A diabetes é um aumento persistente dos níveis de açúcar no sangue e a terapêutica disponível tenta induzir uma redução desses valores para níveis o mais próximo possível daqueles que caracterizam uma pessoa sem a doença. “Caso tal não seja conseguido, ao fim de alguns anos, existe um risco acrescido de desenvolver complicações da diabetes a nível de vários vasos. Assim, entre outros, poderão ser atingidos os vasos dos rins ou da retina, com eventual evolução para insuficiência renal (podendo vir a necessitar de efetuar hemodiálise) ou para lesão dos olhos (podendo evoluir para perda da visão)”, refere o especialista do Centro Hospitalar Universitário de Lisboa Central.

“Contudo, ao utilizar alguns medicamentos para controlar os níveis sanguíneos de glicose (açúcar) pode acontecer uma redução para níveis abaixo do normal (hipoglicemia), situação esta que pode ser potencialmente fatal. Esse risco está aumentado na pessoa idosa com diabetes, tanto mais quanto maior for o seu grau de fragilidade.” A diabetes em pessoas idosas está associada a maior mortalidade, a uma redução da sua capacidade funcional e a um aumento do risco de institucionalização.

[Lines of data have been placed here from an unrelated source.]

PR #12789, opened 2020-04-21
Use ts-node for v0 scripts and remove docs alias

ecraig12345:
Switch v0 scripts from using `@babel/register` to `ts-node`. This is a minor step in converging scripts.

Remove remaining `docs` aliases from v0 code.

I had to downgrade `ts-node` to version 7 because version 8 [disables caching](https://github.com/TypeStrong/ts-node/issues/672), and the perf without caching is abysmal (~30s/project for `clean`!). I also turned off type checking for perf reasons. While downgrading to the version with caching does involve some risk of cache-related issues, I've definitely seen similar issues with @babel/register especially while changing build scripts (unfortunately never pinned down repro steps), so switching to ts-node probably preserves a similar level of risk.

###### Microsoft Reviewers: [Open in CodeFlow](http://wpcp.azurewebsites.net/CodeFlowProtocolProxy2.php?pullrequest=https://github.com/microsoft/fluentui/pull/12789)


scripts/ts-node-register.js
```diff
@@ -1,3 +1,6 @@
-// Register ts-node so that it uses the scripts directory's tsconfig
+// Register ts-node so that it uses the scripts directory's tsconfig and only transpiles
 const tsNode = require('ts-node');
-tsNode.register({ dir: __dirname });
+tsNode.register({
+  dir: __dirname,
+  transpileOnly: true,
```
layershifter, line 5: So we will not have any benefits from type checks? Am I correct?

ecraig12345: I can turn on type checks if you want, I was just concerned about regressing build perf.

ecraig12345: In general I like type checks aside from the perf concerns :)

ecraig12345: Turned off type checking again due to perf concerns...nearly 30s per project for `clean`!! 😬

ecraig12345:
Note in case anyone else wants to try it, I've been testing perf with this absurdly long command intended to target only the projects still using gulp:
`lerna run clean --scope '@fluentui/!(react|examples|digest|perf-test|playground|react-theming|react-compose|react-focus|react-icons|keyboard-key)'`

ecraig12345:
There may also be issues with how ts-node handles output, at least the way that gulp does it. With gulp-based tasks, it shows all the output at once rather than as it comes. I haven't noticed this problem in the just-based tasks which also use ts-node, so not sure what's going on there.

PR #12791, opened 2020-04-21
fix(Carousel): handle the case where getItemPositionText is not passed

silviuaavram:
#### Pull request checklist

- [ ] Addresses an existing issue: Fixes https://github.com/microsoft/fluent-ui-react/issues/2337

#### Description of changes

Add a check for the `getItemPositionText` before rendering the pagination text.
Add Best Practices entry for users to provide the localised string for this prop.

###### Microsoft Reviewers: [Open in CodeFlow](http://wpcp.azurewebsites.net/CodeFlowProtocolProxy2.php?pullrequest=https://github.com/microsoft/fluentui/pull/12791)

### DIFF
--- a/packages/fluentui/react-northstar/test/specs/components/Carousel/Carousel-test.tsx
+++ b/packages/fluentui/react-northstar/test/specs/components/Carousel/Carousel-test.tsx
@@ -266,5 +266,12 @@ describe('Carousel', () => {
       expect(wrapper.state('activeIndex')).toEqual(1);
       expect(document.activeElement.firstElementChild.innerHTML).toEqual('item2');
     });
+
+    it('should show no pagination if getItemPositionText is not passed', () => {
+      const wrapper = renderCarousel({ getItemPositionText: undefined });
+      const paginationWrapper = getPaginationWrapper(wrapper);
+
+      expect(paginationWrapper.exists()).toBe(false);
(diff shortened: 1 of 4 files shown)


packages/fluentui/react-northstar/test/specs/components/Carousel/Carousel-test.tsx
```diff
@@ -266,5 +266,12 @@ describe('Carousel', () => {
       expect(wrapper.state('activeIndex')).toEqual(1);
       expect(document.activeElement.firstElementChild.innerHTML).toEqual('item2');
     });
+
+    it('should show no pagination if getItemPositionText is not passed', () => {
```
mnajdova, line 270: Don't we have screener tests for this? Just wondering why you decided with unit test, when we are testing similar things with screener? Also do we have a test for the opposite scenario?

silviuaavram: 1. Yes we have, although that depends on whether we are keeping the example with pagination in the docsite. I would rather have a unit test for this as well, we are making sure this one stays here and tests this case, and it gives faster feedback comparing it to the screener test.
2. Yep, it's `should show pagination if navigation prop is not passed` .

Para controlar os níveis de glicose é imprescindível que se atue sobre os hábitos de vida das pessoas com diabetes, com atividade física e correção de erros alimentares. De forma complementar, podem ser utilizados medicamentos orais ou medicamentos tomados através de uma injeção na gordura por baixo da pele, via subcutânea, para reduzir os níveis de açúcar sanguíneo.

Uma das complicações tardias da diabetes é a nefropatia diabética, afeção dos rins induzida pela doença

“Com a panóplia de fármacos antidiabéticos que existem na atualidade, pode dizer-se que é muito mais fácil uma pessoa com diabetes ter uma vida dita ‘normal’. Mas tal não descura a necessidade imprescindível de uma pessoa com diabetes ter hábitos de vida saudável. Contudo, como há pessoas com diabetes que necessitam de fazer medicamentos que têm risco de induzir hipoglicemia, estas necessitam de controlar os níveis de açúcar através da determinação da sua concentração numa gota de sangue colhida por picada de um dedo (glicemia capilar). Mantendo níveis controlados de glicemia ao longo da vida, pode evitar-se o desenvolvimento das complicações da diabetes e, assim, permitir que essas pessoas possam ter a tal vida ‘normal’”, explica o endocrinologista.

José Silva Nunes refere ainda que um diabético quanto mais idoso for mais tempo viverá com a doença. Se o controlo glicémico for deficitário, maior é o risco de desenvolver complicações tardias da doença. Todavia, sublinha, mais do que a sua idade, nos idosos diabéticos, é preciso ter em conta o grau de fragilidade.

“Um idoso frágil é caracterizado por uma combinação de fadiga significativa, perda de peso recente, restrição severa de mobilidade e força, maior propensão a quedas e aumento do risco de institucionalização. A fragilidade é uma condição médica reconhecida e está presente em cerca de 25% das pessoas idosas com diabetes. Existe uma pequena proporção de idosos frágeis com diabetes que podem ser relativamente independentes mas, com o tempo, um maior grau de dependência acaba por se desenvolver”, sublinha.

A diabetes é uma doença crónica, ou seja, não tem cura. Mas, neste momento, a sociedade tem ao dispor armas terapêuticas, mais controladoras e que asseguram uma maior qualidade de vida dos doentes.